Setaú estaba jubiloso. Allí abundaban las víboras y las cobras de soberbio tamaño y veneno muy activo. Con su destreza habitual, Loto había capturado ya una decena, dando la vuelta al campamento; sonriente, veía como los soldados se apartaban a su paso.
Ramsés contemplaba el desierto. Miraba hacia el norte, hacia Kadesh.
—Tu decisión fue lúcida y prudente —declaró Acha.
—¿La prudencia consiste en batirse en retirada ante el enemigo?
—No consiste en hacerse matar ni en intentar lo imposible.
—Te equivocas, Acha; el verdadero valor tiene la naturaleza de lo imposible.
—Por primera vez me das miedo, Ramsés; ¿adónde piensas llevar a Egipto?
—¿Crees que la amenaza de Kadesh se disipará por sí misma?
—La diplomacia permite resolver conflictos en apariencia inextricables.
—¿Desarmará tu diplomacia a los hititas?
—¿Por qué no?
—Proporcióname la verdadera paz que deseo, Acha; de lo contrario, yo mismo la construiré.
Eran ciento cincuenta.
Ciento cincuenta hombres, merodeadores de la arena, beduinos y hebreos, que recorrían desde hacía varias semanas la región del Negeb en busca de caravanas extraviadas. Todos obedecían a un cuadragenario tuerto que había conseguido escapar de una prisión militar antes de su ejecución. Autor de treinta ataques a caravanas y de veintitrés asesinatos de mercaderes egipcios y extranjeros, Vargoz era visto como un héroe por su tribu.
Cuando el ejército egipcio había aparecido en el horizonte, creyeron que se trataba de un espejismo. Los carros, los jinetes, los infantes… Vargoz y sus hombres se habían refugiado en una gruta, decididos a no mostrarse antes de que desapareciera el enemigo.
Durante la noche, un rostro había obsesionado los sueños de Vargoz. Una cabeza de ave de presa, una voz suave y persuasiva, la de un mago libio, Ofir, a quien Vargoz había conocido bien en su juventud. En un oasis perdido entre Libia y Egipto, el mago le había enseñado a leer y escribir, y le había utilizado como médium.

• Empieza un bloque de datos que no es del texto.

PR #256, opened 2026-05-02
Dedupe autosave atomic learnings structurally

### LINKED ISSUE #238: Make autosave atomic-learning dedup structural
## Summary

Atomic-learning extraction currently deduplicates against foreground saves by prompt instruction only: the background sub-agent is told to run `lore-query action='search'` before saving a learning. This should become structural so duplicate learning rows are prevented even when the agent misses the instruction or retrieval misses a near-match.

## Why this matters

Background autosave is intentionally invisible and unattended. Prompt-only dedup is useful, but duplicate durable-learning memories will accumulate over time, especially when transcript overlap causes repeated extraction.

## Code references

- `src/hooks/prompts.ts` — `buildLearningExtractionGuidance` documents prompt-only dedup and a deferred session-scoped relation follow-up.
- `src/hooks/AGENTS.md` — Atomic-learning extraction section notes real-vault duplicates remain possible.

## Acceptance criteria

- Introduce a structural dedup mechanism for autosave learnings, such as a session-scoped extraction key, source linkage, or save-path near-duplicate gate.
- Keep synopsis saves independent from per-learning saves.
- Preserve the existing kill switches: `LORE_DISABLE_LEARNING_EXTRACTION=1` and `hooks.learningExtraction: false`.
- Add tests proving duplicate extraction from overlapping transcripts does not create duplicate learning rows.

Iron-Ham:
## Summary

- Add a session-scoped structural duplicate gate for background atomic-learning saves
- Keep synopsis saves independent by only comparing learning-shaped likely note rows
- Extend memory listing filters and tests for session/confidence-scoped lookup

Closes #238

## Test plan

- npm run typecheck
- npm run lint
- npm run test
- npm run build
- node /Users/zer0/.codex/worktrees/ade1/.lore/dist/cli.js status (from ~/.lore production config; read-only smoke check, existing drift warnings observed)

## Review

- Independent code review by sub-agent found two edge cases; both were fixed and regression-tested before this PR.


Iron-Ham (commented):
Reviewed the structural dedupe path for autosave atomic learnings and the prompt/tool updates. I do not have any blocking findings.

The near-duplicate probe is scoped narrowly enough to avoid suppressing unrelated saves while giving the background learner a real duplicate guard. Focused tests and typecheck passed in review; CI is green/neutral. Residual risk is the end-to-end detached autosave child process path.

Iron-Ham (commented):
**Verdict: approve with should-fix follow-ups.** The structural gate is the right shape — session-scoped, write-side, returns the existing row instead of creating a duplicate, and intentionally narrow (`LORE_BACKGROUND_AGENT=true` + `source=conversation` + `kind=note` + `confidence=likely` + non-empty `session`) so synopsis writes and foreground saves are unaffected. Confidence handling is correct: a duplicate hit does not write, so `Confidence Score` is neither bumped nor decremented; categorical `Confidence` on the existing row is preserved. The prompt and AGENTS.md updates honestly describe the two-layer dedup (structural same-session + prompt-level cross-session search). Tests cover the load-bearing cases (session-required, distinct content same session, synopsis-style does not suppress, list-error degrades to null). Two real concerns below: a perf-coupled threshold gap with no paraphrase-fixture, and a missing kill-switch for parity with the rest of `near-duplicate.ts`.

### Must-fix

- **No kill-switch parity, `src/core/near-duplicate.ts:239-262`.** Every other helper in this module honors a single-axis env-var bypass — `findNearDuplicates` and `findDuplicateActiveTasks` short-circuit on `LORE_DISABLE_NEAR_DUPLICATE_PROBE=1` (`near-duplicate.ts:138, 369`); `findRelatedActiveTasks` short-circuits on `LORE_DISABLE_TASK_CROSSREF=1` (`near-duplicate.ts:771`). `findAutosaveLearningDuplicate` adds a third probe shape with no operator escape hatch. If a vault encoding bug, a Notion `dataSources.query` filter regression on the `Session` rich_text column, or a pathological session-id hash collision causes the dedup to mis-fire (skipping legitimate distinct learnings as duplicates), there is no rollback short of redeploying. Add a `LORE_DISABLE_AUTOSAVE_LEARNING_DEDUP=1` (or fold under `LORE_DISABLE_NEAR_DUPLICATE_PROBE=1` since this is a near-duplicate probe by another name) and pin a test against the current `findNearDuplicates` kill-switch tests at `near-duplicate.test.ts:56-93`. `src/core/CLAUDE.md`'s "Near-Duplicate Probe → Kill-switch" section explicitly calls this out as a documented operating-contract pattern; the new helper breaks that uniformity.

### Should-fix

- **Threshold defensibility / paraphrase coverage gap, `near-duplicate.ts:214` and `near-duplicate.test.ts:308-461`.** `AUTOSAVE_LEARNING_DUPLICATE_THRESHOLD = 0.92` over trigram Jaccard is a structural-equality gate, not a paraphrase gate. Two adversarial cases the test fixture does not exercise:
  - **Paraphrased-duplicate (false negative).** "Notion's `dataSources.query` rejects relation filters with empty arrays" vs "Empty-array relation filters are rejected by `dataSources.query`" — same fact, reordered, will land well below 0.92 trigram Jaccard. The PR description says the gate handles "the same transcript window … processed more than once," which is the literal-equality case the test pins, and the threshold is right for that case. But the prompt at `prompts.ts:232` advertises this as the agent's safety net for in-session duplication; if a future autosave run normalizes the title differently (it might, since the LLM is not deterministic), the gate misses. The PR is an honest improvement on the prompt-best-effort baseline either way, so this is not blocking — but the prompt and the AGENTS.md should NOT advertise the structural gate as catching all in-session duplicates when it only catches near-literal ones. Either (a) tighten the prompt's claim ("if the second save's body is byte-identical or trivially edited"), or (b) add a paraphrase fixture to the test that documents the false-negative posture explicitly so the next contributor doesn't tighten the threshold without realizing they would over-block. The `combinedSimilarity OR contentSimilarity >= threshold` disjunction is sensible — `combinedSimilarity` catches title-and-body churn, `contentSimilarity` catches title rewrites — but neither helps on body paraphrase.
  - **No false-positive coverage for the asymmetric-content case.** Two distinct learnings with overlapping boilerplate prefix (e.g. both start with "Notion's dataSources.query …" but conclude with different facts) could hit the 0.92 threshold on `contentSimilarity` if the boilerplate is long enough. The test at `near-duplicate.test.ts:396-417` covers short-title overlap but the bodies are also short and divergent.

- **Sequential dedup probe blocks the existing parallel-probe pipeline, `src/mcp/tools/memory.ts:279-303`.** The existing handleSave parallelizes near-duplicate probe + task-crossref + write via `Promise.all` (`memory.ts:380-384`). The new dedup probe is sequential — `await findAutosaveLearningDuplicate` runs to completion before any of the parallel work fires. For a likely-note autosave save, latency = `dedup-probe + max(near-dup, task-crossref, write)` instead of `max(dedup-probe, near-dup, task-crossref, write)`. This is acceptable for correctness (a duplicate must short-circuit before writing), but the duplicate path is the rare case — on a non-duplicate save (the common case), the sequential probe is pure latency. The probe could fire in parallel with the rest, with the consumer awaiting it before deciding whether to materialize the create result. For a background autosave subprocess this is mostly out-of-band, but it adds 5× sequential round-trips on a max-5-learnings run. Worth noting in the PR description as a known cost; or a follow-up to parallelize once the contract stabilizes.

- **Redundant client-side filter is dead code, `src/core/near-duplicate.ts:267-269`.** The client-side `if (mem.source !== "conversation" || mem.kind !== "note" || mem.confidence !== "likely") continue` is structurally always-false: the server-side filter at `near-duplicate.ts:249-257` already constrains the result set to exactly that triple. Either drop the recheck (if the contract is "trust the server filter"), or add a comment explaining why the recheck stays as defense-in-depth (e.g. "guard against a future `MemoryService.list` regression that drops one of the filter clauses"). As-written it reads as confused intent.

- **Confidence escape hatch the prompt does not mention, `near-duplicate.ts:267` + `prompts.ts:227`.** The gate keys on `confidence === "likely"`. The prompt instructs the sub-agent to use `confidence: "likely"`. A sub-agent that picks `confidence: "certain"` for a confident learning ("the session demonstrated the fact concretely") bypasses the gate entirely — the save creates a duplicate row. The prompt mentions this only obliquely ("bump to certain only when the session demonstrated the fact concretely"). Either (a) widen the gate to `confidence in {likely, certain}` and document why synopsis writes are still excluded (the synopsis write is shaped differently — different title/body), or (b) add a one-line note to the prompt that bumping to `certain` opts the learning out of the structural dedup. The current asymmetry is a quiet footgun: the agent does the right thing per the prompt and slips past the gate.

### Nits

- **Auto-mentions and task-crossref do not fire on dedup hit, `src/mcp/tools/memory.ts:279-303`.** Skipping a duplicate also skips the auto-mentions emit (`memory.ts:408+`) and the task-crossref probe — correct, since no new memory means no new derived edges. The existing memory's facts are stable. Worth one inline comment at `memory.ts:297-302` so a future contributor doesn't try to "fix" the perceived missing emit.

- **`projectIds` carry-through on session record is structurally correct but worth a comment, `memory.ts:293-296`.** The dedup-hit branch records the *existing* memory's `projectIds` into `sessionMemories`, which is what subsequent in-session `lore-fact action='create'` calls auto-link against. Good. A two-line comment at the call site would make the intent explicit; right now the reader has to chase `record(...)`'s contract to confirm this is the right shape.

- **`findAutosaveLearningDuplicate` is general enough to live alongside `findNearDuplicates`,** so a new module would have been YAGNI-violating. Keeping it in `near-duplicate.ts` is the right call. Doc-update at `src/core/CLAUDE.md`'s "Near-Duplicate Probe" section would be welcome — the new helper is documented in `src/mcp/AGENTS.md` and `src/hooks/AGENTS.md` but not in the core-services index where the rest of `near-duplicate.ts`'s contract lives.

### Cross-PR coupling

- **#251 (partial update failures), #254 (paginate relation reads), #259 (compare retryable), #260 (topic-key upserts retry-safe).** All four touch `src/core/memory.ts`; this PR adds two new optional fields to `MemoryService.list`'s opts (`confidence`, `session`) plus their filter branches at `memory.ts:2666-2767`. None of the four sibling PRs add filter clauses to the same code block, so a textual conflict is unlikely, but #260's retry path may want to surface `confidence` / `session` in the retry's filter snapshot for log fidelity. Worth a coordinated rebase order: land #260 first (it has the heavier semantics), then this PR rebases on top. The session-record write at `memory.ts:293-296` (dedup-hit branch) is independent of #251's partial-update error shape — the dedup branch writes nothing to Notion in the duplicate-hit case, so PartialUpdateError is structurally not reachable here.

Iron-Ham:
Addressed the posted review feedback in the latest push:

- Added `LORE_DISABLE_AUTOSAVE_LEARNING_DEDUP=1` and also honor `LORE_DISABLE_NEAR_DUPLICATE_PROBE=1` for the structural learning gate.
- Removed title-only blocking and added token-set matching for reordered same-fact learnings.
- Added regression tests for paraphrased duplicates and shared-prefix distinct learnings.
- Kept synopsis rows out of the structural gate via likely-note filtering and documented the defense-in-depth recheck.
- Started advisory near-duplicate/task probes while the blocking learning probe runs, while still preventing writes on duplicate hits.
- Updated prompt/docs so autosave learnings must use `confidence: "likely"` for structural dedup.

Verified locally after these changes:
- `npx vitest run src/core/near-duplicate.test.ts src/mcp/tools/memory.test.ts src/hooks/prompts.test.ts src/core/memory.test.ts`
- `npm run typecheck`
- `npm run lint`
- `npm run test`
- `npm run build`
- production-vault read-only `lore status` smoke check from `~/.lore`

Iron-Ham (commented):
Clean on current head 9bdf891: prior findings addressed, no remaining blockers/nits/follow-ups, checks green/neutral. GitHub still reports mergeability as UNKNOWN after base movement, so the rebase-merge endpoint is the final gate. GitHub disallows self-approval from the PR author account.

Y aquella noche, el rostro imperioso había vuelto a surgir del pasado, la voz suave daba de nuevo órdenes a las que Vargoz no podía sustraerse.
Con los ojos enloquecidos, blancos los labios, el jefe de la pandilla despertó a sus cómplices.
—Vamos a dar nuestro mejor golpe —explicó—. Seguidme.
Como de costumbre, obedecieron. Donde Vargoz los llevara, habría botín.
Cuando llegaron a las cercanías del campamento del ejército egipcio, varios bandidos se rebelaron.
—¿A quién quieres robar?
—La más hermosa tienda, allí… Está llena de tesoros.
—¡No tenemos ninguna posibilidad!
—Los centinelas no son numerosos y no esperan un ataque. Sed rápidos y nos convertiremos en hombres ricos.
—Es el ejército del faraón —objetó un merodeador de la arena—. Aunque lo consiguiéramos, nos alcanzaría.
—Imbécil… ¿Crees que permaneceremos en la región? Con el oro que vamos a robar seremos más ricos que príncipes.
—El oro…
—El faraón nunca se desplaza sin una buena cantidad de oro y piedras preciosas. Con eso compra a sus vasallos.
—¿Quién te ha informado?
—Un sueño.
El merodeador de la arena miró con asombro a Vargoz.
—¿Estás burlándote de mí?
—¿Obedeces o no?
—¿Arriesgar la cabeza por un sueño?… Deliras.
El hacha de Vargoz cayó sobre el cuello del merodeador de la arena, decapitándolo a medias. El jefe de la tribu pateó al moribundo y acabó separando su cabeza del tronco.
—¿Alguien más desea discutir?
Arrastrándose, los ciento cuarenta y nueve hombres avanzaron hacia la tienda del faraón.
Vargoz obedecería la orden que Ofir le había dado: cortar una pierna a Ramsés, convertirlo en un tullido.